Researchers say merit pay does not improve student test scores
NEA President urges broader approach to improve teacher practice and student achievement
WASHINGTON, DC--A new study shows that merit pay bonuses alone do not equal improved student test scores.
The National Center on Performance Incentives at Vanderbilt University’s Peabody College of Education and Human Development released the first scientific study of performance pay conducted in the United States. During the three-year experiment, educators were rewarded with $5,000, $10,000 or $15,000 bonuses based on whether their students’ achievement rose by a specific amount over a certain period of time. Researchers found that bonuses based on student achievement do not improve student outcomes.
NEA President Dennis Van Roekel said, “I am not surprised by the results of the study. We need a broader approach to improving teacher practice and student achievement. As demonstrated by the findings, the answer is not as simple as providing bonuses to teachers.
“Good teachers are good every day, not just on payday. This study indicates what we’ve known all along: that teachers are giving their very best, regardless of whether they may get a bonus.
“Extra money is not a silver bullet, he stressed. “It must be part of a comprehensive system that invests in things that make a difference in teaching and learning, such as experience, knowledge and skills. You have to start with a base of strong, competitive professional salaries and then reward teachers for professional growth and offer mentoring, support and solid feedback to help them improve their craft.”

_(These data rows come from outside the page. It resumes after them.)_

PR #6134, opened 2024-11-10
Fix wayland app icon for flatpak.

mariakeating:
# Fix wayland app icon for flatpak.

## Pull Request Type
- [X] Bugfix
- [ ] Feature Implementation
- [ ] Documentation
- [ ] Other

## Description
Currently, the app icon (i.e. titlebar icon in KDE) is incorrect as the
app_id is set to FreeTube instead of matching the desktop file with
io.freetubeapp.FreeTube.

## Screenshots
Screenshot_20241111_001919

The Vanderbilt experiment was most rigorous study of performance-based teacher compensation – and most nationally watched bonus-pay system – ever conducted in the United States and it clearly showed no overall impact on student achievement. The implementation of the pay program “did not set off significant negative reactions of the kind that have attended the introduction of merit pay elsewhere,” the study’s authors write. “But neither did it yield consistent and lasting gains in test scores. It simply did not do much of anything.”